Once data is collected in SQLite:

import sqlite3
import json

conn = sqlite3.connect("wellfound.db")

# Investors by number of portfolio companies
active_investors = conn.execute("""
    SELECT name, location,
           json_array_length(portfolio) as portfolio_size,
           sectors
    FROM investors
    WHERE portfolio IS NOT NULL
    ORDER BY portfolio_size DESC
    LIMIT 20
""").fetchall()

for row in active_investors:
    print(f"{row[0]:<30} {row[2]:>3} companies  {row[1]}")

# Geographic distribution of investors
by_location = conn.execute("""
    SELECT location, COUNT(*) as count
    FROM investors
    WHERE location IS NOT NULL
    GROUP BY location
    ORDER BY count DESC
    LIMIT 15
""").fetchall()

# Most common investment stages
import collections
all_stages = []
for row in conn.execute("SELECT stages FROM investors WHERE stages IS NOT NULL"):
    try:
        stages = json.loads(row[0])
        all_stages.extend(stages)
    except json.JSONDecodeError:
        pass

stage_counts = collections.Counter(all_stages)
for stage, count in stage_counts.most_common(10):
    print(f"  {stage}: {count} investors")

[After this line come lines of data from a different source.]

Issue #2522, opened 2023-07-20
Note or Remark box is different between diagrams for the same block


tompkins-ct:
### Describe the bug
Notes missing from blocks across different diagrams. 

Writing a note in the note or remark box will show up on a given block in one diagram but the note or remark is not visible in other diagrams (the box is blank).

### To Reproduce
1. Create a diagram A
2. Add a block A
3. Create a new diagram B
4. drag the previous block A onto the diagram
5. Add a comment in the `note or remark` box for block A
6. check block A on diagram A
7. Notice text is missing

### Expected behavior
I expected notes attached to a block to travel with the block.

### OS
- [ ] Linux (Please put in notes the specific distro)
- [x] macOS
- [ ] Windows

### Version
Version of Gaphor: 2.19.2

sz332:
This is even true for a simple class diagram, creating a class.

sz332:
@danyeaw @amolenaar it looks like that Note/Remark is associated to a diagram element and not a model element. Is it a bug or a feature?

amolenaar:
The note should be on the model element. This is a bug for sure.

sz332:
The problem is around propertypages.py. 

It seems that self.subject is pointing to gaphor.UML.classes.klass.ClassItem for class NotePropertyPage which is a visual representation of the model element and not the model element itself.

Is this a problem? (without knowing the internals I would say that any property setting in general should work on the model element itself and not the visual representation UNLESS we are really want to modify the visual representation)

It also seems that when we drag an existing model element into a new diagram then no new uuid is generated for the new ClassItem. That in my opinion is a bug, but might be unrelated.

@amolenaar any idea how to progress?

amolenaar:
> (without knowing the internals I would say that any property setting in general should work on the model element itself and not the visual representation UNLESS we are really want to modify the visual representation)

I would expect that too.

> It also seems that when we drag an existing model element into a new diagram then no new uuid is generated for the new ClassItem. That in my opinion is a bug, but might be unrelated.

That would be a serious issue, since elements (also ClassItem) are managed by their id. I'm not able to reproduce it. Can you create an issue for this with steps to reproduce?

> @amolenaar any idea how to progress?

For the property editor we check the model element and then the presentation. I think the presentation is overriding the model element at some point. However, it would also need a migration (upgrade) so the remark is moved from the presentation to the model element.

sz332:
[...]

PR #2525, opened 2023-07-21
Fix notes: should be applied to model elements

amolenaar:
### PR Type

- [x] Bug fix
- [ ] Feature

Notes are applied on diagram items, so they do are not visible in other diagrams

Issue Number: #2522

### What is the new behavior?

Notes are applied to model elements.
During loading, notes are transferred to the model elements.

- [ ] Yes
- [x] No


danyeaw (approved):
Nice fix @amolenaar!

PR #2529, opened 2023-07-22
Fix weird pin rendering

### LINKED ISSUE #2428: Appearance/placing of ports on activity diagram is unusual
### Describe the bug
When placing an input/output pin or proxy port on an activity or block diagram, the pin does not automatically attach to a nearby action or block, and it doesn't appear as a pin. The pin can be dragged onto an activity and seems to function as expected, but the appearance looks strange. 

### To Reproduce
1. Add an action to an activity diagram and place an input/output pin
2. Attempt to attach the pin to the action
3. Same steps for adding a block and proxy pin to a block diagram

### Expected behavior
The pin to appear as expected (small square on the outside of the action). Notably, the pin behaviour seems to be correct on the coffee machine example model, but it is only on my own model that the pins behave this way.

### Screenshots
Straight after adding the pin to the activity diagram:
image
After adding the pin to the action and connecting an object flow arrow:
image

### OS
- [ ] macOS
- [x ] Windows

### Version
Version of Gaphor: 2.19.1

amolenaar:
### PR Type

- [x] Bug fix
- [ ] Feature

Pins are rendered weirdly.

Issue Number: fixes #2428 

### What is the new behavior?

Border rendering van handle positions where top/left is not (0, 0).

### DIFF
--- a/gaphor/diagram/shapes.py
+++ b/gaphor/diagram/shapes.py
@@ -52,21 +52,21 @@ def stroke(context: DrawContext, fill=True, dash=True):
 
 def draw_border(box, context: DrawContext, bounding_box: Rectangle):
     cr = context.cairo
-    d = context.style.get("border-radius", 0)
     x, y, width, height = bounding_box
+    d = min(context.style.get("border-radius", 0), width / 2.0, height / 2.0)
 
-    cr.move_to(x, d)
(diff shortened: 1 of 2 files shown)


danyeaw (approved):
Nice!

Anti-Detection Best Practices for Wellfound

A summary of what works in 2026:

Use Playwright, not requests -- Wellfound requires full JS execution for all investor data
Always remove navigator.webdriver -- the init script in the examples above is mandatory
Rotate IPs via ThorData -- ThorData residential proxies pass Cloudflare's ASN checks; datacenter IPs fail immediately
Session-based rotation -- create a new browser context every 25-30 requests; this rotates the IP and clears any session-level fingerprinting
Simulate human scroll behavior -- use mouse.wheel() with random distances before extracting data
Random delays -- minimum 4 seconds between page loads, aiming for 6-8 seconds average
Vary request patterns -- don't always paginate sequentially; mix in filter combinations

Legal Considerations

Wellfound's Terms of Service prohibit automated scraping of their platform. The data itself -- investor names, bios, and publicly listed companies -- is generally not copyright-protected, but the database as a whole may be protected under database rights in some jurisdictions.

Keep scraping to personal research or internal tooling. Avoid building competing investor databases for commercial redistribution -- Wellfound's business model depends on this data, and they will enforce their terms against data resellers.